§ EXERCISE MATERIALS
PR #74, opened 2020-11-18
Introduce Rubocop @ v.1.3.1

jheuer:
I figured why not make my first toolkit PR a doozy. This adds rubocop linting to the repo, to provide support in adhering to a basic ruby styleguide. Rubocop can be run locally, and will also be run locally via a Github Action powered by super-linter. Note that the current version of super-linter specifies rubocop @ `~> 0.82.0` [1] whereas this repo itself has the most recent. For this reason, 4 cops found in `.rubocop.yml` are currently commented out, with notes about the respective rubocop version required. When sublime-linter is updated to a more current rubocop, we can reactivate those cops accordingly. [2]

The styleguide in `.rubocop.yml` is based roughly off of the one in our conduit repo. I think of this as first baby steps: the "cops" specified are fairly permissive, and there are no guards in place (yet) forcing new code to satisfy rubocop. But I think it's a good start.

§ ACTIVITY
An exact copy of every entry above is required.

§ RESPONSE TO THE TASK
PR #74, opened 2020-11-18
Introduce Rubocop @ v.1.3.1

jheuer:
I figured why not make my first toolkit PR a doozy. This adds rubocop linting to the repo, to provide support in adhering to a basic ruby styleguide. Rubocop can be run locally, and will also be run locally via a Github Action powered by super-linter. Note that the current version of super-linter specifies rubocop @ `~> 0.82.0` [1] whereas this repo itself has the most recent. For this reason, 4 cops found in `.rubocop.yml` are currently commented out, with notes about the respective rubocop version required. When sublime-linter is updated to a more current rubocop, we can reactivate those cops accordingly. [2]

The styleguide in `.rubocop.yml` is based roughly off of the one in our conduit repo. I think of this as first baby steps: the "cops" specified are fairly permissive, and there are no guards in place (yet) forcing new code to satisfy rubocop. But I think it's a good start.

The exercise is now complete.